Neuron Runtime Library [2.19.5.0]#

Date: 12/21/2023

New in this release#

  • Added Out-of-bound error detection logic for Gather/Scatter operations
    • Out-of-bound error message “failed to run scatter/gather (indirect memory copy), due to out-of-bound access” will be displayed on an OOB error

    • The runtime execution will return an “Out of Bound” error return code in the case an OOB error occurs
      • NRT_EXEC_OOB = 1006

  • Improved Neff not supported error message to list out runtime supported features vs features used by the Neff
    • Example output: “NEFF version 2.0 uses unsupported features: [0x100000]. Neuron Runtime NEFF supported features map: [0x1ff]. Please update the aws-neuronx-runtime-lib package”

  • Increased limit of multicore custom ops functions
    • Total number of CustomOps in a model has been increased to 10.

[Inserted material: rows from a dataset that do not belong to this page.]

PR #1736, opened 2022-11-16
Amend errors.check_point_shape 

johnharveymath:
## Description

`geomstats.errors.check_point_shape` is amended so that it does not always raise a `ShapeError` if the shapes do not match. It is possible to simply check the shape by setting the optional parameter `suppress_error=True` and obtain a boolean return value. This is as requested by other developers during the IHP hackathon

## Issue

We can use this to provide checks on inputs in methods for all `Manifold` and `RiemannianMetric` subclasses, if that seems worthwhile. In that case we should probably implement a method `check_point_shape` in those classes which wraps this, so that it can simply be called as `self.check_point_shape(point)`.

### DIFF
--- a/geomstats/errors.py
+++ b/geomstats/errors.py
@@ -85,13 +85,13 @@ def check_tf_error(exception, name):
     return exception
 
 
-def check_point_shape(point, manifold):
-    """Raise an error if the shape of point does not match the shape of a manifold.
+def check_point_shape(point, manifold, suppress_error=False):
+    """Check if the shape of point does not match the shape of a manifold or metric.
 
     If the final elements of the shape of point do not match the shape of manifold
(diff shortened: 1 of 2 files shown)


johnharveymath:
Failing tests are not relevant to this pull request. Ready to merge, unless you want me to expand functionality as mentioned in the first comment.

lpereira95:
Thanks @johnharveymath!

For now I think it is better to not add it in `Manifold` and `RiemannianMetric` because we explicitly decided to not make this kind of checks. Maybe in the future will reconsider this, but it should be discuss with everyone and measure the implications (e.g. if we provide for shape checking, should we also provide other kind of checks?).

One that that may be worthwhile is to extend this idea of `suppress_error` to other `check_` defined in `errors`. We can leave it for a future PR.

I've just added a quick test in this PR.

PR #1737, opened 2022-11-17
Support product manifolds of matrices

YannCabanes:
This PR is related to the PR #1727 adding a product manifold `ProductHPDMatricesAndSiegelDisks` which is a product manifold of matrices.
To add this manifold, we have to modify the way that `ProductManifold` handles the points shape.
This PR is inspired by a discussion with @lpereira95 and @johnharveymath in PR #1727.


YannCabanes:
Hello @lpereira95,

johnharveymath:
I have created a PR on Yann's branch with my own changes so @YannCabanes can consider whether to merge them. These implement the type `'other'` in the `Manifold` class, allow a `default_point_type` of `None` in the `ProductManifold` so that you can leave it to the code to choose the best representation, and include a bit of flexibility for arbitrarily deep shapes.

YannCabanes:
Thank you @johnharveymath, I have merged your changes.

YannCabanes:
Hello @lpereira95, 
Would you like to replace `default_point_type` by `point_ndim` everywhere in geomstats in this PR?

lpereira95:
Maybe not a great idea to do it everywhere in this PR... to avoid doing too much simultaneously, let's move on with the current solution of using `"other"` and I'll make the change everywhere after we merge.

YannCabanes:
Ok, I prefer this solution too.

johnharveymath:
I agree. Best to separate this.

By the way, we forgot to make this change to add the `'other'` option in
`RiemannianMetric` mirroring the change in `Manifold`.

YannCabanes:
Hello @johnharveymath,
For now the word `default_point_type` does not appear in the file `riemannian_metric.py`.
Do you think that we should add something in the file `riemannian_metric.py`?
If you think so, you can do some modifications from my branch and I will merge them as we did before.

johnharveymath:
In that case I reckon we leave it as is. Sorry for the confusion!

YannCabanes:
There is a conflict between the latest changes in the file `manifold.py` due to PR #1739 and the changes proposed by @johnharveymath in this PR.
@lpereira95, I let you decide which version to keep. 
Once you have decided, could you review this PR please?

lpereira95:
@YannCabanes, @johnharveymath, I'm merging this as it accomplishes its proposed goal. There's some follow ups coming from our discussion. We will address them in other PRs.

Thanks for your contributions.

    • Note: these 10 ops have to reside in one .so, as a result, they either have to be all single core op or all multicore op.

Neuron Runtime Library [2.18.15.0]#

Date: 11/09/2023

Bug fixes#

  • Removed unnecessary data collection during execution logging which could impact performance.

Neuron Runtime Library [2.18.14.0]#

Date: 10/26/2023

New in this release#

  • Add beta Collectives barrier API (nrt_barrier) to nrt_experimental.h

  • Improved error handling and logging for NaNs produced by intermediate calculations that do not affect output.

  • Improved logging by surfacing model id on load and execution errors.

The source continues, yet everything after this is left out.